(GOAL OF THE EXERCISE): Repeat every record below exactly as written.

MATERIAL FOR THIS TASK section start

PR #2703, opened 2024-10-22
Implement namespaced informer

panslava:
- This informer satisfies interface of normal informer
- This informer will react to events happening only for objects in specific namespace
- This informer will List only objects in specific namespace

Not used yet, will be used in next PRs


panslava:
For reviewers -- I am open for suggestions of folder/file namings and structure, but that's the best I came up myself at the moment, I will keep multiproject stuff inside folder pkg/multiproject and split it by folder-packages inside

pkg/multiproject/namespacedinformer/namespacedindexer.go
```diff
@@ -0,0 +1,42 @@
...
+type namespacedIndexer struct {
+	cache.Indexer
+	namespace string
+}
+
+func (n *namespacedIndexer) List() []interface{} {
+	return namespaceFilteredList(n.Indexer.List(), n.namespace)
+}
+
+func (n *namespacedIndexer) ByIndex(indexName, indexKey string) ([]interface{}, error) {
```
gauravkghildiyal, line 17: nit: cache.Indexer.ByIndex seems to use `indexValue` instead of `indexKey`. It defines the concept of "indexed value". Should we use the same terminology?

pkg/multiproject/namespacedinformer/namespacedindexer.go
```diff
@@ -0,0 +1,42 @@
...
+	"k8s.io/client-go/tools/cache"
+)
+
+// namespacedIndexer wraps an Indexer to provide namespace filtering.
+type namespacedIndexer struct {
+	cache.Indexer
+	namespace string
+}
+
+func (n *namespacedIndexer) List() []interface{} {
```
gauravkghildiyal, line 13: So it seems like this `List()` is actually implementing the function from the `Store` interface within the `cache.Indexer` interface. But on the other hand, we also have a different implementation of `namespacedstore`. I'm curious if this `List()` is actually needed? If it is, then it feels a bit weird that we re-implement one of the functions from the Store interface here while the rest are not re-implemented. Is this maybe revealing some slight flaw in how these structs are being defined?

panslava: You are right, I don't think `List` here is needed, removed

panslava:
Ready for re-review @gauravkghildiyal , thank you for the comments!

pkg/multiproject/namespacedinformer/namespacedstore.go
```diff
@@ -0,0 +1,47 @@
...
+		if key, err := cache.MetaNamespaceKeyFunc(item); err == nil {
+			if isObjectInNamespace(item, n.namespace) {
+				keys = append(keys, key)
+			}
+		}
+	}
+	return keys
+}
+
+func (n *namespacedStore) Get(obj interface{}) (item interface{}, exists bool, err error) {
```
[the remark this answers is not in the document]
gauravkghildiyal: Sorry didn't notice you are call GetByKey from it. Yes it absolutely makes sense to override it.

MATERIAL FOR THIS TASK section end

(ANSWER AREA):
PR #2703, opened 2024-10-22
Implement namespaced informer

panslava:
- This informer satisfies interface of normal informer
- This informer will react to events happening only for objects in specific namespace
- This informer will List only objects in specific namespace

Not used yet, will be used in next PRs


panslava:
For reviewers -- I am open for suggestions of folder/file namings and structure, but that's the best I came up myself at the moment, I will keep multiproject stuff inside folder pkg/multiproject and split it by folder-packages inside

pkg/multiproject/namespacedinformer/namespacedindexer.go
```diff
@@ -0,0 +1,42 @@
...
+type namespacedIndexer struct {
+	cache.Indexer
+	namespace string
+}
+
+func (n *namespacedIndexer) List() []interface{} {
+	return namespaceFilteredList(n.Indexer.List(), n.namespace)
+}
+
+func (n *namespacedIndexer) ByIndex(indexName, indexKey string) ([]interface{}, error) {
```
gauravkghildiyal, line 17: nit: cache.Indexer.ByIndex seems to use `indexValue` instead of `indexKey`. It defines the concept of "indexed value". Should we use the same terminology?

pkg/multiproject/namespacedinformer/namespacedindexer.go
```diff
@@ -0,0 +1,42 @@
...
+	"k8s.io/client-go/tools/cache"
+)
+
+// namespacedIndexer wraps an Indexer to provide namespace filtering.
+type namespacedIndexer struct {
+	cache.Indexer
+	namespace string
+}
+
+func (n *namespacedIndexer) List() []interface{} {
```
gauravkghildiyal, line 13: So it seems like this `List()` is actually implementing the function from the `Store` interface within the `cache.Indexer` interface. But on the other hand, we also have a different implementation of `namespacedstore`. I'm curious if this `List()` is actually needed? If it is, then it feels a bit weird that we re-implement one of the functions from the Store interface here while the rest are not re-implemented. Is this maybe revealing some slight flaw in how these structs are being defined?

panslava: You are right, I don't think `List` here is needed, removed

panslava:
Ready for re-review @gauravkghildiyal , thank you for the comments!

pkg/multiproject/namespacedinformer/namespacedstore.go
```diff
@@ -0,0 +1,47 @@
...
+		if key, err := cache.MetaNamespaceKeyFunc(item); err == nil {
+			if isObjectInNamespace(item, n.namespace) {
+				keys = append(keys, key)
+			}
+		}
+	}
+	return keys
+}
+
+func (n *namespacedStore) Get(obj interface{}) (item interface{}, exists bool, err error) {
```
[the remark this answers is not in the document]
gauravkghildiyal: Sorry didn't notice you are call GetByKey from it. Yes it absolutely makes sense to override it.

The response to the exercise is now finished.